Monday, April 16, 2012

Episode 9 - Baptizing Bots, Cursing C++ Updates, Shrinking Songs

Awesome bot names

Team Trivia features, at least in the initial testing phase, bots. These cool little automatons will fill up your team to 4 players whenever there are not enough human players available in the lobby.

To give the bots a bit of personality I wrote a simple syllable-based random name generator. The generation is based on three arrays with syllables taken from the characters of the Oz books. Some of the entries are deliberately empty to create two-syllable words. All in all, nothing fancy, but I really like the names it spits out.



Update from hell - Visual Studio SP1

Time for a rant. I wanted to try building http://1337haxorz.de/products.html and then using it (one way or another) from Delphi. I don't have a decent C++ compiler on this laptop yet, so I downloaded Visual C++ 2010 Express and installed it. Which was a nice and smooth ride, but then... I run it.
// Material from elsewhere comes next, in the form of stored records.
PR #1344, opened 2023-08-24
address lints from clippy 1.72.0

demoray:


johnbatty (approved):
It's a shame we have to bump the minimum Rust version here - may make it harder for some people to take the update (although I'm fully in favour of keeping the Rust toolchain up to date, there will obviously be potential extra work/issues getting the toolchain updated).

I guess that's needed to be able to specify `allow(clippy::<new lint name>)`?

Is it possible to do something like this?
```
#[rustversion::since(1.70)]
#[allow(clippy::extra_unused_type_parameters)]
```
Then again, perhaps it is not worth this extra complication.

cataggar (approved):

demoray:
@johnbatty the combination of one of the prereqs (that I don't recall at this time) bumping their minimum version as well as the new lint names, this was easier.  I think for future clippy lints, we should consider your suggestion for future breaking lints.

PR #1353, opened 2023-09-05
use newer workspace resolver

demoray:
As we use `edition=2021` in a handful of places, we should align the resolver in the Cargo.toml for the workspace to use the same resolver.

Ref: https://doc.rust-lang.org/edition-guide/rust-2021/default-cargo-resolver.html


heaths (approved):
Interesting. Thanks for the link. I was not aware of this resolver change (or even the old behavior, really), and it makes a lot of sense.

PR #1362, opened 2023-09-07
add support for listing system containers when listing containers

demoray:
From the documentation:
> -system: Version 2020-10-02 and later. Specifies if system containers are to be included in the response. Including this option will list system containers, such as $logs and $changefeed. Note that the specific system containers returned will vary, based on which service features are enabled on the storage account.

ref: https://learn.microsoft.com/en-us/rest/api/storageservices/list-containers2?tabs=azure-ad


demoray:
Note for whomever reviews this: As this required bumping the API version, the transactions used during mock testing had to be rebuilt.  The changes to the API are in the first commit, the regenerating of the transaction records is the second commit.

johnbatty (approved):

PR #1363, opened 2023-09-07
use access keys for storage blob integration tests

demoray:
The majority of the storage account examples use access keys, as do the ADL2 integration tests.  This aligns the blob storage integration tests to follow the same model.


johnbatty (approved):
Looks good

PR #1128, opened 2022-10-18
WIP: Prototype azure_core WASM support via reqwest

johnbatty:
In a recent hackathon I managed to get `azure_core` compiled to WASM and making requests from a browser.  This made use of `reqwest`'s WASM support but did require a couple of hacks to work around the fact that it doesn't yet support streaming responses (although there is an open PR which does appear to add this: https://github.com/seanmonstar/reqwest/pull/1576).

Not sure whether you want to take any part of this, but thought I'd make it available in case you are interested!

The main changes are:
- re-enable inclusion of `reqwest` and creation of a `reqwest` http client in the `http_client` module when the target is `wasm32`
- for `wasm32` target omit the `Send` trait when using `async_trait`
  - https://github.com/rustwasm/wasm-bindgen/issues/2409
- for `wasm32` target remove support for `Body::SeekableStream`
- when receiving a response read all the bytes and wrap it up in a "stream wrapper" (due to lack of a `bytes_stream(...)` function)
  - this is the hackiest part!  Any alternative suggestions welcomed!
- for `wasm32` target remove `Send + Sync` from the `PinnedStream` definition
- add a new feature `wasm-bindgen` that enables `time/wasm-bindgen`
  - if this `time` feature is not enabled then the retry policy code triggers a panic when querying the current time

PR #1367, opened 2023-09-11
wasm32 target support (v2)

johnbatty:
This PR replaces my earlier draft wasm PR: https://github.com/Azure/azure-sdk-for-rust/pull/1128

The main changes are as follows.

## azure_core

- enable inclusion of `reqwest` and creation of a reqwest http client in the `http_client` module when the target is wasm32
- for `wasm32` target omit the Send trait when using async_trait by specifying `async_trait(?Send)`
   - https://github.com/rustwasm/wasm-bindgen/issues/2409
- use newly added `reqwest` support (0.11.14) for `wasm` implementation of `Response::bytes_stream()`
- for `wasm32` target remove support for `Body::SeekableStream`
  - this currently can't be implemented as `reqwest::Body::wrap_stream()` is not implemented for WASM
  - I think we should accept this as a `wasm32` limitation for now
- for `wasm32` target remove Send + Sync from the `PinnedStream` definition
- add a new feature `wasm-bindgen` that enables `time/wasm-bindgen` to allow the UTC time to be queried via the browser API
  - if this time feature is not enabled then the retry policy code triggers a panic when querying the current time

## autorust
 
Update `autorust` to use `LocalBoxFuture` for `wasm32` target rather than `BoxFuture`

## Autogenerated services

Regenerate with modified `autorust`


sdk/core/src/http_client/reqwest.rs
```diff
@@ -2,6 +2,7 @@ use crate::error::{ErrorKind, ResultExt};
 use crate::{Body, HttpClient, PinnedStream};
 
 use async_trait::async_trait;
+//#[cfg(not(target_arch = "wasm32"))]
```
demoray, line 5: Did you intend to leave this comment?

sdk/core/src/http_client/reqwest.rs
```diff
@@ -24,9 +26,18 @@ impl HttpClient for ::reqwest::Client {
...
+            #[cfg(not(target_arch = "wasm32"))]
             Body::SeekableStream(seekable_stream) => req
                 .body(::reqwest::Body::wrap_stream(seekable_stream))
                 .build(),
+
+            // Cannot currently implement `Body::SeekableStream` for WASM
+            // because `reqwest::Body::wrap_stream()` is not implemented for WASM.
+            #[cfg(target_arch = "wasm32")]
+            Body::SeekableStream(_seekable_stream) => {
+                todo!("Body::SeekableStream is not currently supported for WASM")
```
demoray, line 39: Instead of using `todo!` here, can the `SeekableStream` variant of `Body` be only defined in via `not(target_arch = "wasm32")`?

Failing at compile-time is much less surprising than failing at runtime due to a missing platform feature.

demoray (approved):

sdk/core/Cargo.toml
```diff
@@ -54,3 +54,4 @@ enable_reqwest_rustls = ["reqwest/rustls-tls"]
 test_e2e = []
 azurite_workaround = []
 xml = ["quick-xml"]
+wasm-bindgen = ["time/wasm-bindgen"]
```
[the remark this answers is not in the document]
johnbatty: My original thinking was that the `wasm32` target was not necessarily tied to use of `wasm-bindgen` (e.g. if you want to use `wasi` rather than run in a browser).  However, for now this will be the case (`wasi` support seems quite a long way off..), so I've changed to automatically set the `time` crate `wasm-bindgen` feature on `wasm32` builds.  Unfortunately this is a little ugly - have to specify the time dependency twice with different feature sets (I couldn't find a better way to do it).

sdk/core/src/http_client/reqwest.rs
johnbatty: Nope - removed.

sdk/core/src/http_client/reqwest.rs
johnbatty: Yep - fixed.  I obviously had to add `wasm32` conditionals to all the places where `SeekableStream` was used.

sdk/core/Cargo.toml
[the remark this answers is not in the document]
demoray: What are your thoughts on the following?  Due to features being additive, you could leave the original `time` definition, then use this:
```toml
[target.'cfg(target_arch = "wasm32")'.dependencies]
time = { version = "0.3.10", features = ["wasm-bindgen"] }
```

cataggar (approved):
This is great!

sdk/core/Cargo.toml
```diff
@@ -32,13 +32,11 @@ url = "2.2"
...
 pin-project = "1.0"
 paste = "1.0"
-
-[target.'cfg(not(target_arch = "wasm32"))'.dependencies]
 time = { version = "0.3.10", features = ["serde-well-known", "macros", "local-offset"] }
 
 # When target is `wasm32`, include `getrandom` and enable `wasm-bindgen` feature in `time`.
 [target.'cfg(target_arch = "wasm32")'.dependencies]
-time = { version = "0.3.10", features = ["serde-well-known", "macros", "local-offset", "wasm-bindgen"] }
+time = { version = "0.3.10", features = ["wasm-bindgen"] }
```
cataggar, line 40: This is easier to read.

First off, it complained about finding other Visual Studio 2010 components running on the system, but ooooh those were SP1, so Visual C++ couldn't run until it was updated as well. Excuse me? I just want to compile some standalone C++ code, do I really care about the exact update version of ASP.net or SQL Server? If it is so darn important that "everything runs on the exact same version", why have me download an outdated version in the first place? But ok, I'll click the button on the dialog that downloads SP1 and install it...

... which apparently takes 4x as long as doing the full Visual C++ 2010 Express installation in the first place. Oh, and it requires a reboot too...

... which then ends in a black-screen-with-mouse-cursor, where it is installing stuff without any visual feedback (i.e. "it just sits there"), for well over an hour! Dear developer people designing this install process, please realize that this sort of user experience is Unacceptable. I can't use my machine (it zapped about _all_ the personal coding time I get on a weeknight), I haven't got a clue how long it is going to take, and most importantly: I'm seriously worried! Is it still running? Is it breaking just my Visual Studio, or trashing my hard disk completely? Will my machine ever come out of it, again?

If you are going to lock me out of my own machine for this amount of time, at least have the decency to warn me beforehand, but even then... what the heck are you installing on my machine that takes so frighteningly long? The entire MSDN?


 
Building a tiny V2 executable with VS2010

As Fabian "Ryg"Giesen just published loads of Farbrausch tools on GitHub, all of this will probably become irrelevant really fast, but here is how you do it:

Prerequisites
- Install Visual C++ 2010 express. Gnash teeth whilst enduring any SP1 updates.
- Get nasm. Install it anywhere, but make sure to put the location into the path.
- Copy nasm.exe to nasmw.exe. This is probably not the best way to do this, but it works.
- Get the official kkrunchy binary from ryg's Homepage . Put anywhere on your disk.
- Get the V2 sources . Again, the project is now on Github, so you might want to pull it from there.

Building
- Open up example/tinyplayer.sln from the V2 source folder. Visual C++ will automatically upgrade the solution to 2010
- Open up the project property pages.
- Change the Base Address to 0x800000 (or anything significantly bigger than the default 0x400000, really). This will suppress kkrunchy's warning about the resulting executable not working on win 9x.
- Change the Randomized Base Address to No (/DYNAMICBASE:NO). If you leave this setting on th default Yes, the kkrunched executable will immediately crash when started.



- Close the property pages and build the project (F7).
- Open up a CMD prompt, run kkrunchy on the resulting tinyplayer.exe . Done. 16kb of tiny music madness.